Nice pics, so you didn;t get caught?


----------



## shadowman (Apr 20, 2008)

NobodyGirl said:


> The projectors have been taken! I'm not happy at all!



maybee they will turn up on Ebay, most things seem to in the end.:icon_evil


----------



## NobodyGirl (Apr 20, 2008)

skittles said:


> Nice pics, so you didn;t get caught?



Nah diddnt get caught. My friend was panicking about security the entire way round so every time he heard like a drip of water or something he jumped. we eventually ended up hearing the actual security tho, we heard a door slam and crunching footsteps when it was silent so we made a stealthy retreat. When we were back in the daylight we heard some vehicle making its way towards us so we ran to the area behind the morgue and hid and heard it go past, then we just made break for it. Got some nice war wounds and bruises from the retreat lol. Accident prone I am!


----------



## NobodyGirl (Apr 20, 2008)

shadowman said:


> maybee they will turn up on Ebay, most things seem to in the end.:icon_evil



If they do im gonna find where they live and go ninja on their ass....  I wish!


----------



## silentasylum (Apr 21, 2008)

I learned they got sold to a private seller?


----------



## mikeymike (Apr 23, 2008)




----------



## Valan (Apr 25, 2008)

NobodyGirl said:


> > Its ages since I've been here, really weird to see the window blocked up, and the skewed table (with some missing).
> > Nice photos anyways!


----------



## NobodyGirl (Apr 25, 2008)

Valan said:


> NobodyGirl said:
> 
> 
> > > Its ages since I've been here, really weird to see the window blocked up, and the skewed table (with some missing).
> ...


----------



## meth_ (Apr 25, 2008)

i'm confused, have you shopped out the window and other bits? Can't see why they'd block the window and do it so it looked like there was never a window there instead of just going ninja on the boards.

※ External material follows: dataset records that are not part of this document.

PR #2625, opened 2023-04-09
Delete packages/react-testing/src/tests/setup directory

MrHBS:
I believe this was added for loom but @BPScott nuked it.

## Description

Fixes (issue #)


BPScott:
This file is still needed. It is referenced by the [jest.config.js](https://github.com/Shopify/quilt/blob/a571510cb619f7c1974a22c4a05f1a910825704c/jest.config.js#L66). Removing just the file, as per this PR causes `yarn test` to refuse to run. Removing it this file file and the reference to it causes a boatload of ` Warning: The current testing environment is not configured to support act(...)` console output when running tests.

PR #2630, opened 2023-04-16
Export webpack-parts/loader.js as @shopify/web-worker/webpack-loader.js

vsumner:
## Description
Export `webpack-parts/loader.js` as `@shopify/web-worker/webpack-loader.js`.

Fixes (issue #)

### DIFF
--- a/packages/web-worker/package.json
+++ b/packages/web-worker/package.json
@@ -29,6 +29,10 @@
       "types": "./build/ts/webpack-parts/index.d.ts",
       "default": "./webpack.js"
     },
+    "./webpack-loader.js": {
+      "types": "./build/ts/webpack-parts/loader.d.ts",
+      "default": "./build/cjs/webpack-parts/loader.js"
+    },
     "./worker": {
       "types": "./build/ts/worker.d.ts",
       "esnext": "./worker.esnext",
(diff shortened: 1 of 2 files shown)


packages/web-worker/package.json
```diff
@@ -29,6 +32,10 @@
       "types": "./build/ts/webpack-parts/index.d.ts",
       "default": "./webpack.js"
     },
+    "./webpack-loader.js": {
+      "types": "./build/ts/webpack-parts/loader.d.ts",
+      "default": "./build/cjs/webpack-parts/loader.js"
```
lucabezerra, line 37: This being the only entry whose `default`  value comes from the `./build` folder, I'm assuming it's correct, but I just wanted to confirm it wasn't an accident :)

lucabezerra (approved):

BPScott (changes requested):
We shouldn't add the .js at the end of the exports names here. It should be extensionless - `webpack-loader`-  as you import `from @shopify/web-worker/webpack-loader` not `from @shopify/web-worker/webpack-loader.js`.


Added a comment inline about how to add the loader file as an entrypoint in the rollup config.


---

For i18n stuff we've been investigating an approach where instead of having a babel/swc plugin doing rewrites we've been looking into authoring a webpack loader that runs before babel-loader when processing ts files, and doing the file transformation in there (and an jest transform and esbuild loader that would do the same thing in those environments). At that point we wouldn't need babel or swc plugins at all. Would it be worth investigating a similar approach for the web-worker stuff?

PR #2637, opened 2023-04-25
:bug: Address React 18 effect bug for useMountedRef

### LINKED ISSUE #2500: [@shopify/react-form] `form.submitErrors` is not populated  when returning `{status: "fail"}`
## Overview

In a very simple example `submitErrors` is not populated.

## Consuming repo

Made a reproducable example. https://stackblitz.com/edit/vitejs-vite-qctwdk?file=src/App.tsx

---

## Checklist

QuintonC:
## Description

Fixes #2500

This addresses a bug in React 18 StrictMode environments where effects are run twice on initialization. Previously, the `useMountedRef` bug was initialized via `const mounted = useRef(true)`, but since the effect runs twice in development (including cleanups), the `ref` would be set to `false` and never re-initialized as `true`.

You can read more about the way effects are run in strict mode in the following places:
- [Updates to Strict Mode](https://react.dev/blog/2022/03/08/react-18-upgrade-guide#updates-to-strict-mode)
- [How to handle the Effect firing twice in development?](https://react.dev/learn/synchronizing-with-effects#how-to-handle-the-effect-firing-twice-in-development)

I'm uncertain where else this bug might be present (via the callbacks being run twice in React 18 w/ Strict Mode), but I do know that this is one instance of it that was causing bugs within `react-form` (see the linked issue that this resolves). I've tested this inside of a 1P app and can provide folks on the team with a demo/spin link for testing if desired.

### DIFF
--- a/packages/react-hooks/src/hooks/mounted-ref.ts
+++ b/packages/react-hooks/src/hooks/mounted-ref.ts
@@ -6,6 +6,8 @@ export function useMountedRef() {
   const mounted = useRef(true);
 
   useIsomorphicLayoutEffect(() => {
+    mounted.current = true;
+
     return () => {
       mounted.current = false;
     };
--- a/.changeset/wet-snakes-ring.md
+++ b/.changeset/wet-snakes-ring.md
@@ -1,0 +1,5 @@
+---
+'@shopify/react-hooks': patch
+---
+
+Addressed a bug with useMountedRef for React 18 Strict Mode in development where mounted.current would be false after the effect runs for the first time.
--- a/packages/react-hooks/src/hooks/tests/mounted-ref.test.tsx
+++ b/packages/react-hooks/src/hooks/tests/mounted-ref.test.tsx
@@ -1,4 +1,4 @@
-import React from 'react';
+import React, {StrictMode, useState, useCallback} from 'react';
 import {mount} from '@shopify/react-testing';
 
 import {useMountedRef} from '../mounted-ref';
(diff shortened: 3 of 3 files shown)


packages/react-hooks/src/hooks/mounted-ref.ts
```diff
@@ -3,9 +3,11 @@ import {useRef} from 'react';
 import {useIsomorphicLayoutEffect} from './isomorphic-layout-effect';
 
 export function useMountedRef() {
-  const mounted = useRef(true);
+  const mounted = useRef(false);
```
BPScott, line 6: What's the thinking behind changing this default value.

My initial thoughts would be I think we want this to retain true as its default value. This would be the value that is used between the first render when useIsomorphicLayoutEffect is called.

On a server, useIsomorphicLayoutEffect uses a plain useEffect (as useLayoutEffect errors on the  server), which runs after initial rendering so there would be a moment when this would return false, which would be different to current behaviour.

QuintonC:
Updated a test instance which is using React 18 with Strict Mode enabled and getting the expected results within `react-form`.

BPScott (approved):
Great stuff! Thanks for spotting this and digging into the fix. "Only affects React 18 in StrictMode" is a fun edge-case.

Go hit squash and merge when you're happy.

BPScott:
I took the liberty of adding a test case that only fails in React18.

QuintonC:
> I took the liberty of adding a test case that only fails in React18.

Nice! 

Thank you for that and merging. My evening filled up yesterday and this got put to the side.

PR #2643, opened 2023-04-30
Numeric string fields

jayanth-kumar-morem:
## Description

1. Update the form state comparison by converting numeric string fields to numbers, enabling correct dirty state evaluation
2. Add isNumericString utility function to identify numeric strings and exclude empty strings
3. Add tests to ensure isNumericString() returns true for valid numeric strings
4. Add tests to ensure isNumericString() returns false for non-numeric strings
5. Add tests to ensure isNumericString() returns false for non-string values

Fixes (issue #)2629

### DIFF
--- a/packages/react-form/src/hooks/field/field.ts
+++ b/packages/react-form/src/hooks/field/field.ts
@@ -3,7 +3,7 @@ import {useCallback, useEffect, useMemo} from 'react';
 import isEqual from 'fast-deep-equal';
 
 import type {Validates, Field, DirtyStateComparator} from '../../types';
-import {normalizeValidation, isChangeEvent} from '../../utilities';
+import {normalizeValidation, isChangeEvent, isNumericString} from '../../utilities';
 
 import {
   updateAction,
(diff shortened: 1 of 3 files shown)


packages/react-form/src/hooks/field/field.ts
```diff
@@ -138,7 +138,9 @@ export function useField<Value = string>(
       return undefined;
     },
     // eslint-disable-next-line react-hooks/exhaustive-deps
-    [state.value, ...dependencies],
+    [state.value, ...dependencies].map(value =>
```
BPScott, line 141: Can you please add some unit tests that showcase the behaviour that would have broken without this change?

BPScott (changes requested):
Thank you for looking into this.

Are you able to add some tests to demonstrate the behaviour that was incorrect prior to this change and is now fixed?

Also, before this is merged we need to add a changeset entry using `yarn run changeset`.

packages/react-form/src/hooks/field/field.ts
jayanth-kumar-morem: Yes @BPScott , I have added tests in `utilities.test.ts`. I'll add the changeset entry now, thanks!

BPScott: The tests in `utilities.test.ts` test the new helper that you've added. They don't test this line we're commenting on. It would be totally possible to undo the change on this line and all the tests would continue to pass. Yet it's this line that you're fixing a bug on, the addition of utility functions is kinda incidental.


I would like to see an test of `useField` that uses a numeric string, that fails if this line is as it is on main, and passes when this line is changed, so that I can understand the expected behaviour that you want to see.

PR #2645, opened 2023-05-02
Removing onCompleted and onError from the useQuery types

alexandcote:
## Description
Our custom implementation of `useQuery` and `<Query />` doesn't support `onCompleted` and `onError`.

This PR update the types to reflect the difference between our API and Apollo API.

### DIFF
--- a/.changeset/breezy-dolphins-exercise.md
+++ b/.changeset/breezy-dolphins-exercise.md
@@ -1,0 +1,5 @@
+---
+'@shopify/react-graphql': patch
+---
+
+Remove `onCompleted` and `onError` from the types on `useQuery`'s options as they are not implemented
--- a/packages/react-graphql/src/hooks/types.ts
+++ b/packages/react-graphql/src/hooks/types.ts
@@ -13,7 +13,12 @@ import type {VariableOptions} from '../types';
 
 export type QueryHookOptions<Data = any, Variables = OperationVariables> = Omit<
   QueryComponentOptions<Data, Variables>,
-  'query' | 'partialRefetch' | 'children' | 'variables'
+  | 'query'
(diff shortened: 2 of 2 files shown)


BPScott:
Change looks reasonable though I'm concerned that folks might have been using these props without realising they do nothing, and thus removing them from the type will introduce a bunch of type errors in web. Could you please cut a snapshot and test if using it in web has an effect on running type-check?

alexandcote:
I see some instances: https://buildkite.com/shopify/web-ci-builder/builds/666387#0187e1dd-9a57-4e83-9a31-b20ab0060fd3

.changeset/breezy-dolphins-exercise.md
```diff
@@ -0,0 +1,7 @@
+---
+'@shopify/react-graphql': patch
+---
+
+Fixing an issue with useQuery / Query types
+
+`onCompleted` and `onError` callback are not supported by our custom implementation and should be exclude from the types
```
BPScott, line 7: Use the active present tense:

```suggestion
Remove `onCompleted` and `onError` from the types on `useQuery`'s options as they are not implemented
```

BPScott (commented):
Looks like the impact in web is pretty light and if we release this fixing web's CI would be pretty quick. I'm ok with claiming this is a patch release and we have to fix those places in web.

Code changes look good, I've added a suggestion for how to format the  changeset so something that would feel a bit nicer to read as a changelog entry.

Alex, can you own getting this updated within web, so we we don't have to do the tidying as part of some future update?

BPScott (approved):
LGTM. Can you own getting this updated in web (I've moved onto checkout things).

PR #2658, opened 2023-05-26
Enabling graphql-validate-fixtures compatibility with varying file types

johnboulder:
## Description
I apologize in advance if I'm not following some standard discussion-approach your team has laid out before submitting this PR. I had a hard time understanding if you guys were OK with outside contributions on some packages, so I just went ahead with making this.

### Background
The impression I'm getting is that `graphql-validate-fixtures` may be in somewhat of a maintenance state, presumably because it solves whatever problem it was created for or its usage may have diminished with the increased influence of graphql-tools. In either case, I think this package is kindof awesome and solves a big problem with the current graphql-mocking solutions. Without going into too much detail, using fixtures to mock graphql queries is a much more useful, and low-maintenance solution at scale in my opinion than the prevailing "dynamic mocking" approach taken by `graphql-tools`.

However, the problem I found with `graphql-validate-fixtures` is that it doesn't seem to work with the various filetypes that graphql schemas/queries/types can be declared in these days. Not to mention that it doesn't play well with fragments, or apollo-related stuff.

So this PR addresses those issues!

### What This PR Does
- **Maintains backward compatibility.**
- **Enables validation of queries declared in typescript (or any other valid file format recognized by the graphql community)** - This was just a matter of using `@graphql-tools/load-files` to read files instead of `fs-extra`. This does seem to be environment specific 
- **Enables validation where schemas are declared in any of the standard `graphql-config` file formats**
- **Enables usage of fragments**

### Known Issues:
- **I've only managed to correctly validate `@apollo/client` fixtures by running `validate-cli.ts` with the `ts-node` cli.** Without it, the script fails when it reads typescript files with the error. 
```bash
/Users/jstockwell/IdeaProjects/eg-platform-console/.offline/validate-cli.ts:1
import { evaluateFixtures } from '@openworld-ui/graphql-validate-fixtures';
^^^^^^

SyntaxError: Cannot use import statement outside a module
    at wrapSafe (internal/modules/cjs/loader.js:915:16)
    at Module._compile (internal/modules/cjs/loader.js:963:27)
    at Object.Module._extensions..js (internal/modules/cjs/loader.js:1027:10)
    at Module.load (internal/modules/cjs/loader.js:863:32)
    at Function.Module._load (internal/modules/cjs/loader.js:708:14)
    at Function.executeUserEntryPoint [as runMain] (internal/modules/run_main.js:60:12)
    at internal/main/run_main_module.js:17:47
```
I believe there's likely some way to resolve this through configuration or maybe running the script with node in a way that recognizes es6 syntax, but I've hit a wall with my knowledge in this area, so the simplest solution I could find was just running `validate-cli.ts` with `ts-node`
- **Projects that validate fixtures cannot contain a mix of both `@apollo/client` fixtures _and_ standard graphql fixtures.** It has to be one or the other. When using `@apollo/client` fixtures, the validation expects the `__typename` field on every child, so when it doesn't see the. I'm thinking the solution to this would probably be incorporating some way to differentiate between the fixtures.
- **Fragment validation does not account for the `__typename` field (if it exists).** This is likely necessary to ensure fragments cannot become stale. 

Any thoughts on this are welcome!


johnboulder:
Signed the CLA

johnboulder:
Just a note that I've found the following edge cases that are being validated incorrectly in the current version of this changeset.
- Inline-fragment missing a field
- Inline-fragment array missing a field
- Fragments/Inline-fragments throwing the wrong error when non-nullable fields are `undefined`. In this case, the error says the field should be the type or `null` which is wrong.
- Fragments nested in fragments are validated incorrectly 

Adding fixes for all these presently

Issue #2661, opened 2023-06-09
I propose adding a function to @shopify/address for retrieving province name


pop-web:
## Overview
I propose adding a function to @shopify/address for retrieving province name

I will create that addition.

...

## Type

- [x] New feature
- [ ] Changes to existing features

## Motivation

> What inspired this feature request? What problems were you facing,
> or what else makes you think this should be in `quilt`?

There is no way to retrieve the province name in @shopify/address. I have encountered several situations where I needed to retrieve it.

PR #2662, opened 2023-06-09
Add async function to get province name

pop-web:
## Description

Fixes (#2661)

I would like to add a function to @shopify/address for retrieving province names.

### DIFF
--- a/packages/address/src/tests/AddressFormatter.test.ts
+++ b/packages/address/src/tests/AddressFormatter.test.ts
@@ -195,7 +195,7 @@ describe('AddressFormatter', () => {
         'INVALID_CODE',
       );
 
-      expect(provinceName).toBe('');
+      expect(provinceName).toBeUndefined();
     });
   });
 


.changeset/tough-dancers-do.md
```diff
@@ -0,0 +1,5 @@
+---
+'@shopify/address': major
```
BPScott, line 2: This is not a breaking change so it does not need to be a major version number. This should be a `minor` release.

packages/address/src/AddressFormatter.ts
```diff
@@ -44,6 +44,19 @@ export default class AddressFormatter {
     return countries;
   }
 
+  async getProvinceName(
```
BPScott, line 47: Can we please call this `getZoneName`, to match the naming conventions that are used for this field in the backend. "Province" is a locale specific name, while zone is more agnostic (e.g. in the USA they're States not Provinces).

pop-web: @BPScott 
Thank you for your input, BPScott.
Your suggestion makes sense and I have changed the method name to getZoneName as you recommended.
Here is the commit:
https://github.com/Shopify/quilt/pull/2662/commits/fdf720d25ee74d770213f4a4d089d597878c024c

.changeset/tough-dancers-do.md
pop-web: @BPScott 
Thank you. I have made the changes.
https://github.com/Shopify/quilt/pull/2662/commits/5da45024046325ffd8e71940f5e1f7b2aa3ec0cb

packages/address/src/tests/AddressFormatter.test.ts
```diff
@@ -173,6 +173,28 @@ describe('AddressFormatter', () => {
...
 
+  describe('getProvinceName()', () => {
+    it('returns a provinceName', async () => {
+      const addressFormatter = new AddressFormatter('ja');
+      const provinceName = await addressFormatter.getProvinceName(
+        'JP',
+        'JP-01',
+      );
+
+      expect(provinceName).toBe('北海道');
```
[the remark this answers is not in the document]
pop-web: @znja 
Thank you for pointing that out.
Indeed, the test was necessary.
I have added the test.
https://github.com/Shopify/quilt/pull/2662/commits/e4022f41e703034f83342ec570fb124cb60224a4

packages/address/src/AddressFormatter.ts
```diff
@@ -44,6 +44,19 @@ export default class AddressFormatter {
     return countries;
   }
 
+  async getZoneName(
+    countryCode: string,
+    provinceCode: string,
+  ): Promise<string> {
+    const country = await this.getCountry(countryCode);
+    const countryZone = country.zones.find(
+      (item) => item.code === provinceCode,
```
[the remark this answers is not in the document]
pop-web: @ryanwilsonperkin 
Thank you. I have incorporated your suggestions and committed them.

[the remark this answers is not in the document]
pop-web: @ryanwilsonperkin 
Additionally, I have made changes to the zoneCode in other files as well.https://github.com/Shopify/quilt/pull/2662/commits/d5187221e99608536bee8d7cb0cf8b498e9bc650

pop-web:
@znja  @BPScott @ryanwilsonperkin

I have addressed the points you mentioned.
Would it be possible for you to approve this pull request?

packages/address/src/AddressFormatter.ts
```diff
@@ -44,6 +44,19 @@ export default class AddressFormatter {
...
 
+  async getZoneName(
+    countryCode: string,
+    zoneCode: string,
+  ): Promise<string> {
+    const country = await this.getCountry(countryCode);
+    const countryZone = country.zones.find(
+      (item) => item.code === zoneCode,
+    );
+    if (!countryZone?.name) return '';
```
ryanwilsonperkin, line 55: If no zone can be found at the given code, we should return `undefined` instead of an empty string, to make it easier for the consumer to switch on the type of it and ensure they're handling the case where this could be an invalid code.

pop-web: @ryanwilsonperkin 
Thank you for your feedback. I have made the suggested changes as per your instructions.
https://github.com/Shopify/quilt/pull/2662/commits/18e9932e0e3e8926b6aa832c21373cf59faa121c
https://github.com/Shopify/quilt/pull/2662/commits/9dfe2ec9b868676a1172612d39bb50e1ff04272f

PR #2670, opened 2023-07-12
added i18 abbreviate business name

mikegarfinkle:
## Description

Adds abbreviateBusinessName and to the react-i18n package. This allows client side functionality for business name abbreviation, which is already found in the backend ruby i18n library.

### DIFF
--- a/packages/react-i18n/src/i18n.ts
+++ b/packages/react-i18n/src/i18n.ts
@@ -46,6 +46,7 @@ import {
   memoizedPluralRules,
   convertFirstSpaceToNonBreakingSpace,
   tryAbbreviateName,
+  tryAbbreviateBusinessName,
   identifyScripts,
 } from './utilities';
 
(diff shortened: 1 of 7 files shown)


ryanwilsonperkin:
@mikegarfinkle thank you for the proposal, but as something that is particular to business names and isn't a generic i18n utility this should live directly in your application and not within this library.

We're actively working towards removing custom uses like this one, and don't want to add any more that would make the move off of react-i18n more difficult for consumers.

ryanwilsonperkin:
@mikegarfinkle and I chatted async and decided that a better fit for this, and the `abbreviateName` method, would be a separate Quilt package called "names" or similar, that would be responsible for these more business-logic-y things that we want to keep separate from standard I18n translation utilities which should mostly be thin wrappers around browser/node I18n APIs as well as utilities for loading locale JSON files

PR #2671, opened 2023-07-12
Create name package

mikegarfinkle:
## Description

Fixes (issue #)


packages/name/src/formatName.ts
```diff
@@ -0,0 +1,37 @@
+import {EASTERN_NAME_ORDER_FORMATTERS} from './constants';
+import {hasEasternNameOrderFormatter} from './utilities';
+
+export const formatName = Object.assign(
```
trishrempel, line 4: I think it would be better to have `formatName` as a method only and expose `hasEasternNameOrderFormatter` as another top-level method. Then you could move that method into its own file and maybe not have a separate file in `utilities`

packages/name/src/formatName.ts
```diff
@@ -0,0 +1,37 @@
...
+    if (customNameFormatter) {
+      return customNameFormatter(name.givenName, name.familyName, isFullName);
+    }
+    if (isFullName) {
+      return `${name.givenName} ${name.familyName}`;
+    }
+    return name.givenName;
+  },
+  {
+    hasEasternNameOrderFormatter: (locale: string) =>
```
trishrempel, line 34: I think that this name might be better as `hasEasternNameOrder` as an externally-exposed method

```suggestion
    hasEasternNameOrder: (locale: string) =>
```

packages/react-i18n/README.md
trishrempel, line 1: My preference would be to first deprecate these and point to the new package (e.g. ``@deprecated use @shopify/names `formatName()` instead``), and then remove them after we've had a chance to change the usages in Shopify's biggest repos.

I'm also ok with removing them right aways if the folks in Admin Web Foundations approve.

trishrempel (commented):
Looks good! I have some comments and suggestions.

packages/name/src/formatName.ts
trishrempel: I'm basing my thinking on the possibility that other repos might call this method independently outside of `formatName`. In our repos, there's only one reference I could find [here](https://github.com/Shopify/pos-channel/blob/5e04d06f5c3bd2fec254961873f7c38524217d4d/app/ui/sections/Staff/components/AccountInformation/AccountInformation.tsx#L118), where it's being used to decide what order the personal name fields should be displayed in.

I otherwise don't think it's necessary to strongly associate it with `formatName`; you can tell from context (and the README) that it pertains to personal name, not business name, for example.

packages/react-i18n/README.md
trishrempel: Another option would be to retain the name formatting methods in `react-i18n` and make them wrappers to the methods in `@shopify/name`. The benefit of this is that there are fewer changes to make to other repos, and the methods in `react-i18n` can use its internal `locale` value. The `react-i18n` library does use the `@shopify/dates` method this way, although it adds some functionality on top of it.

packages/name/src/formatName.ts
mikegarfinkle: oh I stand corrected! I see now that this is being used to render names in the correct order in cases where we don't use format name. thanks for clarifying! 

Do only "eastern" dialects have last name then first name ordering? do any not have this ordering? do any non-eastern dialects have this ordering? Given these questions... do you think `hasFamilyNameFirstPersonalNameOrdering` or something more along those lines would be better?

packages/react-i18n/README.md
mikegarfinkle: I like that last option... @ryanwilsonperkin would you be in agreement with the wrapping option too?

packages/name/src/utilities/getGraphemes.ts
```diff
@@ -0,0 +1,21 @@
...
+export function getGraphemes({
+  text,
+  locale,
+}: {
+  text?: string;
+  locale: Locale;
+}): string[] {
+  // returns undefined when Intl.Segmenter does not exist in our JS environment (such as in Firefox)
+  if (!text || !Intl.Segmenter) {
+    return undefined;
```
ryanwilsonperkin, line 12: Either the return type should specify `string[] | undefined` or this should be changed to return an empty array.

packages/react-i18n/README.md
ryanwilsonperkin: Sounds good to me, but you may have to do it across two PRs since it'll require `@shopify/react-i18n` to reference a package in its dependencies that doesn't yet exist on NPM

packages/name/src/tests/abbreviateBusinessName.test.ts
```diff
@@ -0,0 +1,18 @@
+import {tryAbbreviateBusinessName} from '../utilities';
+import {abbreviateBusinessName} from '..';
+
+describe('#abbreviateBusinessName()', () => {
+  it('returns input name if no abbreviation found', () => {
+    // no abbreviation as has space in last name
```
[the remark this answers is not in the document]
mikegarfinkle: this comment was copied erroneously, will delete

packages/name/src/hasFamilyNameFirstNameOrdering.ts
```diff
@@ -0,0 +1,7 @@
+import {FAMILY_NAME_FIRST_NAME_ORDERING} from './constants';
+
+export function hasFamilyNameFirstNameOrdering(locale: string) {
```
trishrempel, line 3: Aah, I just realized this should be named `hasFamilyNameGivenNameOrdering`, so that "given name" is aligned with the "given name" field we use in `formatName()`.

```suggestion
export function hasFamilyNameGivenNameOrdering(locale: string) {
```

packages/name/README.md
```diff
@@ -0,0 +1,52 @@
...
+- `abbreviateName({name: {givenName: 'John', familyName: 'Smith'}, locale: 'en'})` will return `JS`
+- `abbreviateName({name: {givenName: '健', familyName: '田中'}, locale: 'en'})` will return `田中`
+
+You may also pass an optional `idealMaxLength` parameter, which gives the maximum allowable abbreviation length when
+trying to abbreviate a name in the Korean language (default 3 characters). In Korean, if the first name is longer than
+this length, the method will instead return the first character of the first name.
+
+### abbreviateBusinessName
+
+Takes a name and returns a language appropriate abbreviated name, or will return the input name if it is unable to find
```
trishrempel, line 42:
```suggestion
Takes a business name and returns a language appropriate abbreviated name, or will return the input name if it is unable to find
```

packages/name/src/formatName.ts
```diff
@@ -0,0 +1,31 @@
...
+  if (!name.givenName) {
+    return name.familyName || '';
+  }
+  if (!name.familyName) {
+    return name.givenName;
+  }
+
+  const isFullName = Boolean(options && options.full);
+
+  const customNameFormatter = FAMILY_NAME_FIRST_NAME_ORDERING.get(locale);
```
trishrempel, line 22: This is a pre-existing problem, but I just realized that this method won't return the expected results if someone happens to use this library with a Japanese or Korean locale that isn't top-level (e.g. `ja-JP` or `ko-KR`). I'll create an issue for it, something to address in a future PR!

trishrempel (approved):
Looks good! Just some minor suggestions.

ryanwilsonperkin (approved):

PR #1312, opened 2025-01-22
Split out bridge-independent CI code

danielrbradley:
Restructure existing template so we can build out more flexible variations of workflows for native providers without lots of conflig switches for excluding ceratain files or blocks

- Separate the CI from the `bridge-provider` template folder into `provider-ci` template folder so it can be used without the bridge makefile.
- Keep only `update-bridge` and `upgrade-provider` workflows in the bridge-specific template directory as they only apply to bridged providers.


provider-ci/internal/pkg/templates/provider-ci/.github/workflows/upgrade-bridge.yml
mjeffryes, line 1: This isn't actually general though right? it's specific to bridged providers

danielrbradley: Yes, that one should move back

^^ quite extensive window!

shame about the projectors, but hopefully they've gone to someone who'll restore them and put them to use somewhere..somehow, doing something


----------



## NobodyGirl (Apr 26, 2008)

meth_ said:


> i'm confused, have you shopped out the window and other bits? Can't see why they'd block the window and do it so it looked like there was never a window there instead of just going ninja on the boards.
> 
> 
> 
> ...



Tried editing the boards. it lost its claustrophobic feel. I like the idea of not seeing an entrance.


----------



## socks (Apr 26, 2008)

Cool pictures

I went round this place last September. My cousins had just moved to Denbigh and we went to visit them, I saw the Asylum as we sped past.

An hour later my cousins and I were stood peering through gates with strict orders from our parents not to go inside. We decided to take a closer look.

After driving round and walking round for ages we got into the grounds. It began to rain, so we took shelter, well now we were in...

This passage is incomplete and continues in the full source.